The fine was only €22 and I now indicate at every lane change.

I was recently 'flashed' by a camera at just over the limit. Auto fine of €45 if paid immediately and a notice of the loss of one point for six months came in the post.
I asked my agent if this made any difference to my insurance premiums? No she said only when they are all gone.!!

Ray.


----------



## barryd (May 9, 2008)

Bonkers Ray. How can you get fined for not indicating in France? I thought this practice was actively encouraged. 

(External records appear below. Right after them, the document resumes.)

PR #291, opened 2020-08-19
Fixed size reads version 2

scamille:
Alternative resolution for #289

based on the initial work of @jakob-lenderman with some small adjustments. It tries to resolve the initial problem of terminating Stream.Reads too early if the call returns less bytes than requested.

Adds a Unit-Test with a Test Stream class instead of MemoryStream to verify that this should be working.


mycroes (approved):
LGTM, if you rebase I'll merge this as well.

scamille:
Ok done.

Issue #171, opened 2018-07-30
Read StringEx fails if DB contains rubish


bauerju:
Today I had an exception while reading a String from the PLC. Someone wrote to the wrong DB. This destroyed the used string length information.   
Example: Tag was declared as DB1.DBB0 with DataType StringEx and Length of 4 chars. This takes 6 Bytes in plc. Something like that: 04 04 31 32 33 34. 

Someone wrote to DB1.DBB1 a value higher than  4. 
In the DB was something like that: 04 05 31 32 33 34. 

The read came back with 6 bytes. But the conversion to String failed in StringEx.From,ByteArray(Byte[] bytes).
Yes I know. This is something which should not happen.  
I changed the source in  S7.Net.Types for me this way:

        public static string FromByteArray(byte[] bytes)
        {
            if (bytes.Length < 2) return "";

            int size = bytes[0];
            int length = bytes[1];

            // Check if byte array is long enough
            if (bytes.Length - 2 < length)
            {
                length = bytes.Length - 2;
            }

            return System.Text.Encoding.ASCII.GetString(bytes, 2, length);
        }

Jürgen

mycroes:
Hi @bauerju,

Honesty I think an exception would be in place here, since the data is invalid. Masking that by returning the garbage as string or returning an empty string isn't always a good idea, although I can image we could create a `bool TryConvertFromByteArray(byte[] input, out string value)` on `StringEx` to allow for the behavior you implemented (although I would return `null` when `length < 2`). I see that the current exception has the following message: **Index and count must refer to a location within the buffer.**, wrapping this in another exception with a message that the string conversion failed would seem to address this issue if you ask me.

So in short, my proposal:
1. Wrap the exception with a concise message
2. If that doesn't float your boat, add `bool StringEx.TryConvertFromByteArray(byte[] bytes, out string value)`

mycroes:
To amend my previous message, I just noted that the current code returns `""` on `bytes.Length < 2`, so ignore that comment.

bauerju:
Hi @mycroes 
Yes, you are right. An exception should be fired. But only if this is a single read. Just one item.
In the case of a read with multiple items, my opinion is that the dataItem should better get an error flag not to break the whole read. 

Jürgen

mycroes:
Hi @bauerju,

And the points. So they come off after six months. So if this barmy agreement works and I get a point in France will it then come off my UK license after six months as deemed appropriate by the penelty issuing country and not the bloody five years the UK seem to think is the required amount of time?


----------



## raynipper (Aug 4, 2008)

barryd said:


> Bonkers Ray. How can you get fined for not indicating in France? I thought this practice was actively encouraged.
> 
> And the points. So they come off after six months. So if this barmy agreement works and I get a point in France will it then come off my UK license after six months as deemed appropriate by the penelty issuing country and not the bloody five years the UK seem to think is the required amount of time?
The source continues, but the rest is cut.